### Your task
Report back every line below that carries the word "text".

(Supplied records Opens)

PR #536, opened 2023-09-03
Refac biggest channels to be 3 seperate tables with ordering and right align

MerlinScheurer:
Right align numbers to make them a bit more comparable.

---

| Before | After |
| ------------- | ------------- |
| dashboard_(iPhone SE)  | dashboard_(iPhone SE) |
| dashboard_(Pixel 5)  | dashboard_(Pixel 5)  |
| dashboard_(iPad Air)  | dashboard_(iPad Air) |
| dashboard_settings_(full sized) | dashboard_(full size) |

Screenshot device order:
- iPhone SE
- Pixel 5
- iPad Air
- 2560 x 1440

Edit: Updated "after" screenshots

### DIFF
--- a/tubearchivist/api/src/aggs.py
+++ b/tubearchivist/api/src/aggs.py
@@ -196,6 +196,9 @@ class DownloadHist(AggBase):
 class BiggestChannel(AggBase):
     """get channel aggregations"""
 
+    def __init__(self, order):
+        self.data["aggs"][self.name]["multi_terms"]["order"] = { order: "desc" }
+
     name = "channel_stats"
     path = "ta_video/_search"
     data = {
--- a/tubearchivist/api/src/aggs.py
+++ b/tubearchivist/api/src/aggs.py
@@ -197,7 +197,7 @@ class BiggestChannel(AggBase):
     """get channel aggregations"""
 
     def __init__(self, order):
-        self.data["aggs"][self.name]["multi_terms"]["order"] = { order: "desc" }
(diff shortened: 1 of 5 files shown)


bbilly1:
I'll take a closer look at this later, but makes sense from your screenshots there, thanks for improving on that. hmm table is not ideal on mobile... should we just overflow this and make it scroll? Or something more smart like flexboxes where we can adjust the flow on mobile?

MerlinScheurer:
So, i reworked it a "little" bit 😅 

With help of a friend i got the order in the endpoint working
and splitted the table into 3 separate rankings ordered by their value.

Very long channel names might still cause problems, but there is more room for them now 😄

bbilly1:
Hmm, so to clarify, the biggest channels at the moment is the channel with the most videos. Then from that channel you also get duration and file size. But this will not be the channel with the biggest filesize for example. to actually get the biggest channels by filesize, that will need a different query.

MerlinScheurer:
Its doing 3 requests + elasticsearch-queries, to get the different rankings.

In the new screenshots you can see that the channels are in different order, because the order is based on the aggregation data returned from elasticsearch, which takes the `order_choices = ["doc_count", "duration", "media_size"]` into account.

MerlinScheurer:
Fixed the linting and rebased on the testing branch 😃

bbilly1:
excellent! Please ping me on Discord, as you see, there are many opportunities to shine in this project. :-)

(Supplied records Closes)
(Supplied records Opens)

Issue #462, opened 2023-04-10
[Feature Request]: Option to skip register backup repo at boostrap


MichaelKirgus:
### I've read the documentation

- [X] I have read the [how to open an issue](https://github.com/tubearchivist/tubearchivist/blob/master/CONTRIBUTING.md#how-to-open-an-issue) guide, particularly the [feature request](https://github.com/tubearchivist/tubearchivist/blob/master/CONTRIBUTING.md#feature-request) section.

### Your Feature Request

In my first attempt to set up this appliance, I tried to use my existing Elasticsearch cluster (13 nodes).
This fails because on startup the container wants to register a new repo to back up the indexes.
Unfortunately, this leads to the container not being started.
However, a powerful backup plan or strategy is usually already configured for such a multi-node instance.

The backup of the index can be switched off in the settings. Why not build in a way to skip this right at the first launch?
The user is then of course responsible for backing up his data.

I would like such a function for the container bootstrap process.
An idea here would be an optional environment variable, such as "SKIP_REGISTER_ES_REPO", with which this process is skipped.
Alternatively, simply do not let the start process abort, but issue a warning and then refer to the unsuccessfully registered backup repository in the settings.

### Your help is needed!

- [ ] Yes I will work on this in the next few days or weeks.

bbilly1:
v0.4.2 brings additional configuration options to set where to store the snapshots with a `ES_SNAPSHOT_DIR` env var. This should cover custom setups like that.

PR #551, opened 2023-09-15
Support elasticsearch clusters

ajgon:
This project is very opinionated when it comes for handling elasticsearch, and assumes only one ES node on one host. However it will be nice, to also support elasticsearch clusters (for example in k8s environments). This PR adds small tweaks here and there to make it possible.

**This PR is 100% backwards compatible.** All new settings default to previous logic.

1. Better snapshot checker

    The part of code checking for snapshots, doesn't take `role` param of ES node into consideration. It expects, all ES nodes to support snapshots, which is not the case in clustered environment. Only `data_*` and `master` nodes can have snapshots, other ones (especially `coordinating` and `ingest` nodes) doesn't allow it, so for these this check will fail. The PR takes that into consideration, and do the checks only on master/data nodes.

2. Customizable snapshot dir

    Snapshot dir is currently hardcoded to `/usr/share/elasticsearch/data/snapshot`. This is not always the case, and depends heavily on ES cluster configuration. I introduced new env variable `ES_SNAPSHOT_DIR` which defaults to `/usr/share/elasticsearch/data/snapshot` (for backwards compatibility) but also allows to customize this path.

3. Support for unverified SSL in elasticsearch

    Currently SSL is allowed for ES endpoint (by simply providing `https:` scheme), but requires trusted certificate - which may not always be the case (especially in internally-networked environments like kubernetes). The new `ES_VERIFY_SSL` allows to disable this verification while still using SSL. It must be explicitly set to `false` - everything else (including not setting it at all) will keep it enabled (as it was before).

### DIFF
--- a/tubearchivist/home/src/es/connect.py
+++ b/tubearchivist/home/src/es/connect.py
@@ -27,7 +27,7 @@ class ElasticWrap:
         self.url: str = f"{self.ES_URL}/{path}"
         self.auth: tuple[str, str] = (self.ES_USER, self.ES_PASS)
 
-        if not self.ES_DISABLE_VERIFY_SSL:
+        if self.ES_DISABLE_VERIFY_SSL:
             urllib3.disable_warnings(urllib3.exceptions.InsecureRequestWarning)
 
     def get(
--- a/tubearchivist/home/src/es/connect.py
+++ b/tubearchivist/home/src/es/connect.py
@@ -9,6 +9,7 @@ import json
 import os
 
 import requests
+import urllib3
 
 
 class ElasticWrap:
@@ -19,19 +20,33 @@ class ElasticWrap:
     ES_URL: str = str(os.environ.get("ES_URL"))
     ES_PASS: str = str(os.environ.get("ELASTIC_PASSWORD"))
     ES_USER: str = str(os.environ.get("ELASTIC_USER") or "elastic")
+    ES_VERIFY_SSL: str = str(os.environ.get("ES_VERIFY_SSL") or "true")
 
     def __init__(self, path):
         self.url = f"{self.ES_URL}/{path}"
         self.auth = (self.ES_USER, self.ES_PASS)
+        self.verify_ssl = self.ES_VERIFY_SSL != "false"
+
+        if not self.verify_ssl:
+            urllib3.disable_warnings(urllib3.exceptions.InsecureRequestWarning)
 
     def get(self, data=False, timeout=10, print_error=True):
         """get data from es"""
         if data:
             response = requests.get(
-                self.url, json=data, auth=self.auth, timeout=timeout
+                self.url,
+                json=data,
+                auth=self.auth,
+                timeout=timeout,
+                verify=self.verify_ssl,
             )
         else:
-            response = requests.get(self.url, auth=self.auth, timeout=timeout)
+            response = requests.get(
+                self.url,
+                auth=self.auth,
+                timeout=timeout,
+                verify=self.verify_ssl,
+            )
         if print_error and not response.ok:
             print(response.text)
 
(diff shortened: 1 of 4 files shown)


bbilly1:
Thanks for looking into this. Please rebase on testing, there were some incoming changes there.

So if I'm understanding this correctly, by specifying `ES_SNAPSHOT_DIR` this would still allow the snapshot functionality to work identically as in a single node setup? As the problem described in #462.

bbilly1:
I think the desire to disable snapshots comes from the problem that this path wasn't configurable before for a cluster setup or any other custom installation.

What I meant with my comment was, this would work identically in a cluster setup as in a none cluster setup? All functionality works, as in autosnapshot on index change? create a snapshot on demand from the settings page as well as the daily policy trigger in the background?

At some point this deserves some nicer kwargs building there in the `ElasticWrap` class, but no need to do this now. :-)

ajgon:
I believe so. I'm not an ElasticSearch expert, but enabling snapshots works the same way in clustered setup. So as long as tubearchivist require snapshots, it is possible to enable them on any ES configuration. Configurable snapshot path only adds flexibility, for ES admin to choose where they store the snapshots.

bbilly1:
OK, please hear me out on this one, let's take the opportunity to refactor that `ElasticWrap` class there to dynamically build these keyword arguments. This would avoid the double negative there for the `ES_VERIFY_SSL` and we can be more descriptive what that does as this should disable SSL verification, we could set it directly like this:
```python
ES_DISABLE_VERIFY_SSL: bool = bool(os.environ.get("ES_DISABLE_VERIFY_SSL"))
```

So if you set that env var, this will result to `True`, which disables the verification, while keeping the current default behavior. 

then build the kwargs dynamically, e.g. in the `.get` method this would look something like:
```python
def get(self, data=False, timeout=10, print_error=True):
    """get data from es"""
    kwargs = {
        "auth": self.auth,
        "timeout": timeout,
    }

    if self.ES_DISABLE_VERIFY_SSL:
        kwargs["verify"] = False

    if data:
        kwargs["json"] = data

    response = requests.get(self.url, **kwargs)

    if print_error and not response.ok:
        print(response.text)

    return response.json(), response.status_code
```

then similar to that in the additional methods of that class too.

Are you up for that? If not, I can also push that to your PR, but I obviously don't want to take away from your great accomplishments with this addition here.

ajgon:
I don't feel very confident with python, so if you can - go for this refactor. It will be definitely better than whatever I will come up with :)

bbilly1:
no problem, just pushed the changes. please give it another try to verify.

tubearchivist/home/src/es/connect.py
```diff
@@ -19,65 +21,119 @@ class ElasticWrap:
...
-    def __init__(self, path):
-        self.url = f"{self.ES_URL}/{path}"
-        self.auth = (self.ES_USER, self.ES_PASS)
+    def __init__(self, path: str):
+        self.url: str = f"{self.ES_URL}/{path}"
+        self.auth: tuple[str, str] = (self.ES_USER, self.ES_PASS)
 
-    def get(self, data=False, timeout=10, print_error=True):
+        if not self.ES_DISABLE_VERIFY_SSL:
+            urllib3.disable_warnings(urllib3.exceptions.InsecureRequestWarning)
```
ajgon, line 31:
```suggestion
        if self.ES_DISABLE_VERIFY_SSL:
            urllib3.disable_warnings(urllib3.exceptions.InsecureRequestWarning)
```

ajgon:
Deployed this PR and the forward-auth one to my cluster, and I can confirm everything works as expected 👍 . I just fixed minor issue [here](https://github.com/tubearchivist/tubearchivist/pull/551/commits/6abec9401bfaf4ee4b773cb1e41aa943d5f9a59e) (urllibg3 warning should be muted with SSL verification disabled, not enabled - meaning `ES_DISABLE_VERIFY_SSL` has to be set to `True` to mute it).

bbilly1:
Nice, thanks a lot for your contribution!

(Supplied records Closes)
(Supplied records Opens)

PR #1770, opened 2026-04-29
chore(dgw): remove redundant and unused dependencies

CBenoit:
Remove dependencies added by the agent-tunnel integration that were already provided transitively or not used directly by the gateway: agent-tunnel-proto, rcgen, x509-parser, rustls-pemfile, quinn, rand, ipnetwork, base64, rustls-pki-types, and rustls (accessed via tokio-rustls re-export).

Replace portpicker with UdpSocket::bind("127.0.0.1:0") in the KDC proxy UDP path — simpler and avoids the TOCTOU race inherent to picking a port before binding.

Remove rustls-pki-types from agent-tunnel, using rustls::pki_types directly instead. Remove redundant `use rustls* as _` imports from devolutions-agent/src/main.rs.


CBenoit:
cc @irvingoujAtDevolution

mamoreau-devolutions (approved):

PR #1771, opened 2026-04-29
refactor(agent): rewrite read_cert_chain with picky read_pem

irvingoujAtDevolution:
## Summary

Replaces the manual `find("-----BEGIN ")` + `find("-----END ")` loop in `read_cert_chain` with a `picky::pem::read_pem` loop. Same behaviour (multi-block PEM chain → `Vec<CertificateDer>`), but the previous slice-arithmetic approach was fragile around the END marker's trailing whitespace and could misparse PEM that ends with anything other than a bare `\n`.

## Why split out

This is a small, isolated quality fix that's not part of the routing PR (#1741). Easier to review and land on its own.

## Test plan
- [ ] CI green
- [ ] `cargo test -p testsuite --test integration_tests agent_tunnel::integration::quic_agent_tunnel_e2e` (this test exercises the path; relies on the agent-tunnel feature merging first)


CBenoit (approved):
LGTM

(Supplied records Closes)

### Written answer
             print(response.text)
        print(response.text)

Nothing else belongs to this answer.